(Collected data entries)
- - - - -
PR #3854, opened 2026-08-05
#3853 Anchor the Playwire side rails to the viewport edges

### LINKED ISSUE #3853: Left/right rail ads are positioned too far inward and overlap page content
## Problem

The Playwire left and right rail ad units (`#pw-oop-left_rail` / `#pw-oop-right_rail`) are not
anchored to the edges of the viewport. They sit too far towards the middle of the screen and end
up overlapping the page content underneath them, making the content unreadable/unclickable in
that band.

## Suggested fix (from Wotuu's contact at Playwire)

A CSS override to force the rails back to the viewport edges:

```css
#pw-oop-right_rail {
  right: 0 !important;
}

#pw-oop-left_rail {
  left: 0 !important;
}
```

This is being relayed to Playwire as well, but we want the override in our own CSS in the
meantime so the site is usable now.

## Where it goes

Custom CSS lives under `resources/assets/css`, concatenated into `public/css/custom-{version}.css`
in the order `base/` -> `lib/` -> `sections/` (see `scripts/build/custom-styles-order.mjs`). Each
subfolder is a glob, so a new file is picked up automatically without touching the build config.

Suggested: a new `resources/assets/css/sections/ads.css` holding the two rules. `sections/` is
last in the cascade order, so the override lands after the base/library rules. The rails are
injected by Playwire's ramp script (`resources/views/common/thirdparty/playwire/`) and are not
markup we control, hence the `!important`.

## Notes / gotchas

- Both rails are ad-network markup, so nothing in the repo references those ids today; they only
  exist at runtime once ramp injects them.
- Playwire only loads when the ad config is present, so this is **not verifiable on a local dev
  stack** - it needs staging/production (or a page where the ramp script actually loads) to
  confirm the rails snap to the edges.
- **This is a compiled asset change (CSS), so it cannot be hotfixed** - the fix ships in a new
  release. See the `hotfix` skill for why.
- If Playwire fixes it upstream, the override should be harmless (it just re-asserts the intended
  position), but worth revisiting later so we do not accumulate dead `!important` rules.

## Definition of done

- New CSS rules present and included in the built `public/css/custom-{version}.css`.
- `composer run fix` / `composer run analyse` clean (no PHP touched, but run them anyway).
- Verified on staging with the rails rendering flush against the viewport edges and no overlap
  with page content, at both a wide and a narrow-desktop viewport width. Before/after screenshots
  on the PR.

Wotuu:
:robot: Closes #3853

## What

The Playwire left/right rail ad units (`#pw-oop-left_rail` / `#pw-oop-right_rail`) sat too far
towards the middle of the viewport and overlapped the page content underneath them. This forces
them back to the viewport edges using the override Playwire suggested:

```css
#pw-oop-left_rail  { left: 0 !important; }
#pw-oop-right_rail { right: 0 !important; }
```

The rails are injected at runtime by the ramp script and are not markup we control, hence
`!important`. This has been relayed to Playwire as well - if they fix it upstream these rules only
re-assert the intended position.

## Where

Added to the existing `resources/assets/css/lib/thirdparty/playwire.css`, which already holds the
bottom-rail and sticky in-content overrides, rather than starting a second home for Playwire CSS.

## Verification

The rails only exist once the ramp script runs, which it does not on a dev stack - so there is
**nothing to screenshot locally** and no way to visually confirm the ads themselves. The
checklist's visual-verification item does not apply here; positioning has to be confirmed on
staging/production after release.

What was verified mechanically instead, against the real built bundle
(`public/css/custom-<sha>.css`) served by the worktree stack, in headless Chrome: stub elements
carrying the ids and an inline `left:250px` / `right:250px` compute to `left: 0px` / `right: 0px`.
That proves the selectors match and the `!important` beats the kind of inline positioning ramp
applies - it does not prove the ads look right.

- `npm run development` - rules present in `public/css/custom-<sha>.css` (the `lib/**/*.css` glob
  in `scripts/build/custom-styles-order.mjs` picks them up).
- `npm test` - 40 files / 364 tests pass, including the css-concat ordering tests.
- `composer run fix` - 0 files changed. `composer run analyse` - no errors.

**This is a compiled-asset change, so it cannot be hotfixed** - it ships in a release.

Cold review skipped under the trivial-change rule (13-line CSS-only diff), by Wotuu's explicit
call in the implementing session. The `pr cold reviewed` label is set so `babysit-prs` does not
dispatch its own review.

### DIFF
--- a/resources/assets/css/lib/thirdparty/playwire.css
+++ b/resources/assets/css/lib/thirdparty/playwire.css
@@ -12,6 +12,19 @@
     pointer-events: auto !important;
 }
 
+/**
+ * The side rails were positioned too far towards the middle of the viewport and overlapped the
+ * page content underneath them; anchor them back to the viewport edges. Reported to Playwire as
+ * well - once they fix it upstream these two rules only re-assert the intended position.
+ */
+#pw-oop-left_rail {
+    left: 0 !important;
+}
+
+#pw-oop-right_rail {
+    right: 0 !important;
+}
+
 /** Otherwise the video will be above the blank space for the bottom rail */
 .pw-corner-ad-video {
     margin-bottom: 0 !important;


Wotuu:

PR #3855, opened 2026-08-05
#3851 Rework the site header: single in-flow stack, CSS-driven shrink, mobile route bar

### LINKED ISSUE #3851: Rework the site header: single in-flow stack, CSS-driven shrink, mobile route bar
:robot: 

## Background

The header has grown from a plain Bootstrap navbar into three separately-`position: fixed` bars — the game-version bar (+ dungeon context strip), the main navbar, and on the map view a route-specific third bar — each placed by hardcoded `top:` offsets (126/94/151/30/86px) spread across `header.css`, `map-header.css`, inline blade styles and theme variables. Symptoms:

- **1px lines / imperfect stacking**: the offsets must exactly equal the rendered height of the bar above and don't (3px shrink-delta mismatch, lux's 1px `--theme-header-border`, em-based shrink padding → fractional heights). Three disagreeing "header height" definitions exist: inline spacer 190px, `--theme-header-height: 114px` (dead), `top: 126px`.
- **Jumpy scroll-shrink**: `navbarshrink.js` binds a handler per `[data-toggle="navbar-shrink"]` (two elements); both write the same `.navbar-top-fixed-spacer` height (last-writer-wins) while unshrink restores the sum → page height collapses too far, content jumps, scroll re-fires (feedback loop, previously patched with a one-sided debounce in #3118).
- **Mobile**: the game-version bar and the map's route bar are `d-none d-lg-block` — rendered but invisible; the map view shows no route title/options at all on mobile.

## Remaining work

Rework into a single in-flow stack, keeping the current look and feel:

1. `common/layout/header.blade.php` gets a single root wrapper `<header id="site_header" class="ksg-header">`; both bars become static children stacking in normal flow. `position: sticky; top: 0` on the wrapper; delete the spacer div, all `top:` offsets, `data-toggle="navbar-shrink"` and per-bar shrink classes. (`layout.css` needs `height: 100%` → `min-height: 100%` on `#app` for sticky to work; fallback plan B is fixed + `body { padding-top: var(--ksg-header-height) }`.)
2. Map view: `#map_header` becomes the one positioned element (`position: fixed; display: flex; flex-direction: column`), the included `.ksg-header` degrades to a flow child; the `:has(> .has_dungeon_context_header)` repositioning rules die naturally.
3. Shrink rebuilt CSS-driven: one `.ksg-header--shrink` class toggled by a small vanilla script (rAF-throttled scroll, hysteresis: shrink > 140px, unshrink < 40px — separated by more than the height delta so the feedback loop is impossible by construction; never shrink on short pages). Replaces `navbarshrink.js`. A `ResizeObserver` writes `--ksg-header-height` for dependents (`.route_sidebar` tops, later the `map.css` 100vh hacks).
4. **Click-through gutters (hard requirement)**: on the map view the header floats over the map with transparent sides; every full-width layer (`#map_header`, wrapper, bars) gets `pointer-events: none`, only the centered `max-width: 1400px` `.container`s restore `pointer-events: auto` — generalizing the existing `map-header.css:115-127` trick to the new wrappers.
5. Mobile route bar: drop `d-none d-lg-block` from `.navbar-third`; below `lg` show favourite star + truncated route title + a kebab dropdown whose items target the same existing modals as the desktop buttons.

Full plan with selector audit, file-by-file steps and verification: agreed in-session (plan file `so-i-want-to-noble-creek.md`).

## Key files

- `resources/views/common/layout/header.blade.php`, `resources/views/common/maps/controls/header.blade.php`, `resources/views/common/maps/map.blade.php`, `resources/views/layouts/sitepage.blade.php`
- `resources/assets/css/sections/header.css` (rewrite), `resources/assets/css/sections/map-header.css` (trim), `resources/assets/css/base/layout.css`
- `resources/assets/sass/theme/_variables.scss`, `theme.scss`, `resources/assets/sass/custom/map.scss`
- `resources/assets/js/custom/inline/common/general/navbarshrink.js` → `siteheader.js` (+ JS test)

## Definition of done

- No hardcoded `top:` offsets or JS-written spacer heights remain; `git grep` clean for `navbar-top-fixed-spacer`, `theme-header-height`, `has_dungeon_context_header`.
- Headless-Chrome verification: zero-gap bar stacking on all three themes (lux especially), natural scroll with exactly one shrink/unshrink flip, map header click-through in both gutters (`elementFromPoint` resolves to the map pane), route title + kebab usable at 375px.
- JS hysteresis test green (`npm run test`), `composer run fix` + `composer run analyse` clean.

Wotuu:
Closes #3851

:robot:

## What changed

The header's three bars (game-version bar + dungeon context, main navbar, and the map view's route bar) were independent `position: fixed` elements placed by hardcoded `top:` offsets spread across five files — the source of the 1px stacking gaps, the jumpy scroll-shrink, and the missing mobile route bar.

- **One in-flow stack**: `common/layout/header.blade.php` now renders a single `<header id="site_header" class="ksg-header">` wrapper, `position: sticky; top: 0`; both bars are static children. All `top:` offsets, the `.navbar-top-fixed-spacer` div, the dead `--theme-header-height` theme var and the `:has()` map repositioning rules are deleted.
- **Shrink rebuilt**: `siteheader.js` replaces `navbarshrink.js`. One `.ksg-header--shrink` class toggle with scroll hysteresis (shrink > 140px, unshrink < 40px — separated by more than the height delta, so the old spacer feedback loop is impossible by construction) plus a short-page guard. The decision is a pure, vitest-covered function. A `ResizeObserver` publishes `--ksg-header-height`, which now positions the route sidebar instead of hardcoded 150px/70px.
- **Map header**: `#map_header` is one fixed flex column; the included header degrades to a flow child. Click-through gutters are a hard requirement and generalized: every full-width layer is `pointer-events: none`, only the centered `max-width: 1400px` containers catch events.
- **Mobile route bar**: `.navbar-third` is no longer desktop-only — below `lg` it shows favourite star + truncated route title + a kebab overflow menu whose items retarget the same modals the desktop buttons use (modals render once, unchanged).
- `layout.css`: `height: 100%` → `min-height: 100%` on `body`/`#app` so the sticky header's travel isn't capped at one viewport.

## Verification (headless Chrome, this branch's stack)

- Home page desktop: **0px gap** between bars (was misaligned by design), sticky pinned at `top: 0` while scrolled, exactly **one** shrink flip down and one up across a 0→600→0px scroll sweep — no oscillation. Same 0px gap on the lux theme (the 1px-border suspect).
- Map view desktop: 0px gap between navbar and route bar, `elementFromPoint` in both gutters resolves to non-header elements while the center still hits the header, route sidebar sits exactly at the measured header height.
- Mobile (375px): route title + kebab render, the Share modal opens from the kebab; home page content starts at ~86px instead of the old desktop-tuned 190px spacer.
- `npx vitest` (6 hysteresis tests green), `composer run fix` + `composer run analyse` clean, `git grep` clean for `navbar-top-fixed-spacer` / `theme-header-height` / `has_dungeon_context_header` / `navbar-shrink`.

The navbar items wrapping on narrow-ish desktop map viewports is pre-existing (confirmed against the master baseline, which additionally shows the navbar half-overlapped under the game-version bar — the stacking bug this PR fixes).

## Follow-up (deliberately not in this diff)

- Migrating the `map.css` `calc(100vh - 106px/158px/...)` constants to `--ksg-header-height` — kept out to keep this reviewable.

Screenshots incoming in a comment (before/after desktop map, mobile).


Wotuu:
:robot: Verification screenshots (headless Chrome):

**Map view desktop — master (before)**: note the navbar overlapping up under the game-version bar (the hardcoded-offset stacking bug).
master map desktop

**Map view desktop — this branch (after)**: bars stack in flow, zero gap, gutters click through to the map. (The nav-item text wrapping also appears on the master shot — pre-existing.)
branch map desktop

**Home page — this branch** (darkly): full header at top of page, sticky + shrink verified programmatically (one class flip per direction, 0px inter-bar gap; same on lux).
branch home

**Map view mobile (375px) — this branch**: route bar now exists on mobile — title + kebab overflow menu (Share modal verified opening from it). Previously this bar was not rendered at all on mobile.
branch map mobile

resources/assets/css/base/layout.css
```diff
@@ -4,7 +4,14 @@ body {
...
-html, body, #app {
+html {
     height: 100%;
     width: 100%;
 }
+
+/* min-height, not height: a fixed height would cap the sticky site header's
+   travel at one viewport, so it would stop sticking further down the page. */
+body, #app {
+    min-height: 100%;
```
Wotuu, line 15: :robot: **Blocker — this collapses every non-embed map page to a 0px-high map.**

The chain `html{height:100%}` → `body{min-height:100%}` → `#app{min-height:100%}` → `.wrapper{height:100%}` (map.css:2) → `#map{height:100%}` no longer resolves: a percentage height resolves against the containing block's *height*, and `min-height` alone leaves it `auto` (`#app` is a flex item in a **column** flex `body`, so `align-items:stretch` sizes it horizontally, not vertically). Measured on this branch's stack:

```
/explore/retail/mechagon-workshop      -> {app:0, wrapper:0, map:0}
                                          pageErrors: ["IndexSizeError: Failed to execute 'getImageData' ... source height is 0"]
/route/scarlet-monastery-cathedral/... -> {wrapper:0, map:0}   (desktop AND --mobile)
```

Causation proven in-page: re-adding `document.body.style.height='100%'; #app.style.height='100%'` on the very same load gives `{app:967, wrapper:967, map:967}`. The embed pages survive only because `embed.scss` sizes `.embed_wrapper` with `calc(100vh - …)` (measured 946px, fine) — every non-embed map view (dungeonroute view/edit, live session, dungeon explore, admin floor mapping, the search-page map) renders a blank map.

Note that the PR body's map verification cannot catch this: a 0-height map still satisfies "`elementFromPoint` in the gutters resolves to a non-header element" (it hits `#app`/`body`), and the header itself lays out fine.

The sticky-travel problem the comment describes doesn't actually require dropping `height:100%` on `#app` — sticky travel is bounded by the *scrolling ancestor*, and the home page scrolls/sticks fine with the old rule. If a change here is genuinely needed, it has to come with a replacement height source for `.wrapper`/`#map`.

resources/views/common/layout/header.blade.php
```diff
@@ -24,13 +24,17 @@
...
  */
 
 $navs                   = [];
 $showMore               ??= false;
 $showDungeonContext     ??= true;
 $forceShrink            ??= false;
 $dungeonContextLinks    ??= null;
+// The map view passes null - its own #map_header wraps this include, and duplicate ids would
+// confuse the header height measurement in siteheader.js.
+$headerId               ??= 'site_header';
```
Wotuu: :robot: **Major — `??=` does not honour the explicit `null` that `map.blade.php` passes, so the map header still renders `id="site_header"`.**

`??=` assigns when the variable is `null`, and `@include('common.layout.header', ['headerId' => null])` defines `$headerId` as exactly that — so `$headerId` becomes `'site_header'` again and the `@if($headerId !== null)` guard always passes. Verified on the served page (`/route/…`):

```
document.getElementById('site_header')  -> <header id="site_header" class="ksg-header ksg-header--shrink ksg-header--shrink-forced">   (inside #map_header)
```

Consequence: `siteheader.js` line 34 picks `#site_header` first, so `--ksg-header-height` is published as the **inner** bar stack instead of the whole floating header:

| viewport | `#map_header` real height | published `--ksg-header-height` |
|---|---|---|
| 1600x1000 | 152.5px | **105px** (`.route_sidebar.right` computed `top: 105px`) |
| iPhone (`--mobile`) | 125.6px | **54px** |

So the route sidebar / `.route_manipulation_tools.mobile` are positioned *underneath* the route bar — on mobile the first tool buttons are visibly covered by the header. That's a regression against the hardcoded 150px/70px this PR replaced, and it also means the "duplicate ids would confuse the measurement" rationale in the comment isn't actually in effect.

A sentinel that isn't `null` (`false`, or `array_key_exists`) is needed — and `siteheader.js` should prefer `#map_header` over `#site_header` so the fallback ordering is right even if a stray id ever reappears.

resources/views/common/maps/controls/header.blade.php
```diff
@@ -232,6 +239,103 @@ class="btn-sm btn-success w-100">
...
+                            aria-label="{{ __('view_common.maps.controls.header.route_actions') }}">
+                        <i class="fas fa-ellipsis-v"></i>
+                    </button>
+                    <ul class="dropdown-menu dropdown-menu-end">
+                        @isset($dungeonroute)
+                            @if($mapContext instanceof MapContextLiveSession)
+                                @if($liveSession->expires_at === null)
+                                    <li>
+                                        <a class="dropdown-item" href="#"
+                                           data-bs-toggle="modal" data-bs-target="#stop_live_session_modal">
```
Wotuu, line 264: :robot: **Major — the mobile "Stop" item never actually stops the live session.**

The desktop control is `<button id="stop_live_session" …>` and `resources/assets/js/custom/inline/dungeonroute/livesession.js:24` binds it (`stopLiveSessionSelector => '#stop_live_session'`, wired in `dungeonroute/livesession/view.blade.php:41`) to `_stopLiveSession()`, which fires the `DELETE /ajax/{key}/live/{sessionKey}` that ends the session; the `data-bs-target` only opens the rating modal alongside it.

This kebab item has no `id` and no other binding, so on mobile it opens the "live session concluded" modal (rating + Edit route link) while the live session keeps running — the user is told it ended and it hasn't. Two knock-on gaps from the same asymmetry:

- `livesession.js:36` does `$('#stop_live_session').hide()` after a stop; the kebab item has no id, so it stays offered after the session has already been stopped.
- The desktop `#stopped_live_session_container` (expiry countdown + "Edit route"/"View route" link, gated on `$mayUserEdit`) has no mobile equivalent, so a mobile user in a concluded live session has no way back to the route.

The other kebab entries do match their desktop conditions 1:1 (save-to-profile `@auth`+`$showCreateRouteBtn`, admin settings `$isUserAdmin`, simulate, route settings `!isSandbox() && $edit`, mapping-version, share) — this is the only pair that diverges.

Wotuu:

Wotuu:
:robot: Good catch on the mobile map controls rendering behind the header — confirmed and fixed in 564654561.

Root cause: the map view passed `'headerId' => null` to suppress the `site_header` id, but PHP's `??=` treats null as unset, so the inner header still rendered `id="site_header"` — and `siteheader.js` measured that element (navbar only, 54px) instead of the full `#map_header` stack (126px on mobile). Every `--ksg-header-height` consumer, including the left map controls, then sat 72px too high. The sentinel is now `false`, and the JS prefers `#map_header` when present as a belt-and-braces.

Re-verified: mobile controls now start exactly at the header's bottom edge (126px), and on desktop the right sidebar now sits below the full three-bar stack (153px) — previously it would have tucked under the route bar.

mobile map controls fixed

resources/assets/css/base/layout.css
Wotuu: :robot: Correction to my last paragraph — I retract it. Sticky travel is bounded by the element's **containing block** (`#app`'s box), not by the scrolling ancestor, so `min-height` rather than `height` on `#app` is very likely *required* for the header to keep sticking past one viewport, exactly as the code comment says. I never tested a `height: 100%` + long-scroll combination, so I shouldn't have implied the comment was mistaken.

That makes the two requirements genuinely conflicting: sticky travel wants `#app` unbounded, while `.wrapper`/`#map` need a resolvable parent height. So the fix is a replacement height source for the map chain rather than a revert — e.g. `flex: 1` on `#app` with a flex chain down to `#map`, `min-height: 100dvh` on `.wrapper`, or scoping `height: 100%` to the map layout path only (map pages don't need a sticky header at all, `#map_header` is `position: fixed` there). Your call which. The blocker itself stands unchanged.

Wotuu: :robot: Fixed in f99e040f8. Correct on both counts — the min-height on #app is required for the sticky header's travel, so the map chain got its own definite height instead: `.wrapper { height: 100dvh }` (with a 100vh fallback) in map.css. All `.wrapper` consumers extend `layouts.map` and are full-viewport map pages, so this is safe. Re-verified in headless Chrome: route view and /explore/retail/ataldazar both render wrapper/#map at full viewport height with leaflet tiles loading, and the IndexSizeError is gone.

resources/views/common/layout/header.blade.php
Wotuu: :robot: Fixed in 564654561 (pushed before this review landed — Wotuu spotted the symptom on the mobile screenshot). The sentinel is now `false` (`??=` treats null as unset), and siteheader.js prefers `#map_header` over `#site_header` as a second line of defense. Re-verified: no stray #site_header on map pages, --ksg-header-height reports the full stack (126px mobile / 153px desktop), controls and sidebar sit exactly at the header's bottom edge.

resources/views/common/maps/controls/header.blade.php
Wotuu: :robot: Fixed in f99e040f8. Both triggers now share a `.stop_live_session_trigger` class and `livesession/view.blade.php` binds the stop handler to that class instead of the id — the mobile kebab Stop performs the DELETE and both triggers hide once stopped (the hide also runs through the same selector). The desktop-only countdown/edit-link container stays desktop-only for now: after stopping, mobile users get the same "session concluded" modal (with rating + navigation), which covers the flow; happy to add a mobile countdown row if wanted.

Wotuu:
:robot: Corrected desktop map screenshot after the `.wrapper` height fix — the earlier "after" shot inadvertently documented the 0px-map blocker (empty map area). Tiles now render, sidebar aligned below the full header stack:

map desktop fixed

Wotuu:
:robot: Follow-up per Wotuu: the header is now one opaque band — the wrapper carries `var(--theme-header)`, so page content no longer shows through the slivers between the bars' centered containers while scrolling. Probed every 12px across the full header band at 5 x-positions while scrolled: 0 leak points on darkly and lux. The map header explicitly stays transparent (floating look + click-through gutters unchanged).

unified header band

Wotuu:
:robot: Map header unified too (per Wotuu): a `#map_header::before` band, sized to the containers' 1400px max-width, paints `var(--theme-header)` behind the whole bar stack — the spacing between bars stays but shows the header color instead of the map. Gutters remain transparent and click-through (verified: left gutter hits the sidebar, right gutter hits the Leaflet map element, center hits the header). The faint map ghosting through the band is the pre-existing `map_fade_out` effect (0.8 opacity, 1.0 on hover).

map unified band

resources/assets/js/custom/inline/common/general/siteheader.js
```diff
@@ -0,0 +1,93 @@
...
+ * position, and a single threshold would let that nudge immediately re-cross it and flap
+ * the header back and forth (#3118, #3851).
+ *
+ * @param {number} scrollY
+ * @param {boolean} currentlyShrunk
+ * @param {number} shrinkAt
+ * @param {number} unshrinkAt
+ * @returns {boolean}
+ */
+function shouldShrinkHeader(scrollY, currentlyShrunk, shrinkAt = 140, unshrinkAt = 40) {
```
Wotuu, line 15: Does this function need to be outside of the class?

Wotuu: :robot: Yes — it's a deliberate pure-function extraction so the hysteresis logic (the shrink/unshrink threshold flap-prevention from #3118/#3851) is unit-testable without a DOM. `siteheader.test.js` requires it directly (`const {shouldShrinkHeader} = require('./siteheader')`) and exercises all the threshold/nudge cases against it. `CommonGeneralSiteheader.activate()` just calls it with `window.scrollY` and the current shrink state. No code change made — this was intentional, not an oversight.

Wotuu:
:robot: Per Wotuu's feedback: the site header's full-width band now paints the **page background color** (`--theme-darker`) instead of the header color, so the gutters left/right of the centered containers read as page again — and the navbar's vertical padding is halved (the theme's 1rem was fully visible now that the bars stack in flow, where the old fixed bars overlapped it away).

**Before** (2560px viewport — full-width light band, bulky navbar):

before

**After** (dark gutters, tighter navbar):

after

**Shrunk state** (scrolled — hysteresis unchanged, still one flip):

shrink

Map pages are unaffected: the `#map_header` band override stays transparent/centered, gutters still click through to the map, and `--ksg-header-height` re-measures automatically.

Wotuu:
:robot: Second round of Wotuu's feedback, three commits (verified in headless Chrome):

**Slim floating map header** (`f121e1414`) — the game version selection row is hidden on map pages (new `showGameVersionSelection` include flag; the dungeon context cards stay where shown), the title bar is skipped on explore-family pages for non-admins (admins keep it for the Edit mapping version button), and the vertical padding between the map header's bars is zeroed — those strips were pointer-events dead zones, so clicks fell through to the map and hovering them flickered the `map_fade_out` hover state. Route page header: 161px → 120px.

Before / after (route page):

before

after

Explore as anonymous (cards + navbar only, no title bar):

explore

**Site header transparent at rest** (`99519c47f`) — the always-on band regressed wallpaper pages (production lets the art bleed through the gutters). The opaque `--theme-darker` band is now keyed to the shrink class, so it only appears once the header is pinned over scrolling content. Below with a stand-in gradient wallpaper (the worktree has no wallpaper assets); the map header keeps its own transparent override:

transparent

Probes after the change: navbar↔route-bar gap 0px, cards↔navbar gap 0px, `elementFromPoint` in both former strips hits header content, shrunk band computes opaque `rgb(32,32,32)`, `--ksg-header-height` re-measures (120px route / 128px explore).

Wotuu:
- - - - -
WORK REQUIRED> Isolate the lines above that contain the word "static" and copy them.

ANSWER TO THIS TASK>
1. `common/layout/header.blade.php` gets a single root wrapper `<header id="site_header" class="ksg-header">`; both bars become static children stacking in normal flow. `position: sticky; top: 0` on the wrapper; delete the spacer div, all `top:` offsets, `data-toggle="navbar-shrink"` and per-bar shrink classes. (`layout.css` needs `height: 100%` → `min-height: 100%` on `#app` for sticky to work; fallback plan B is fixed + `body { padding-top: var(--ksg-header-height) }`.)
- **One in-flow stack**: `common/layout/header.blade.php` now renders a single `<header id="site_header" class="ksg-header">` wrapper, `position: sticky; top: 0`; both bars are static children. All `top:` offsets, the `.navbar-top-fixed-spacer` div, the dead `--theme-header-height` theme var and the `:has()` map repositioning rules are deleted.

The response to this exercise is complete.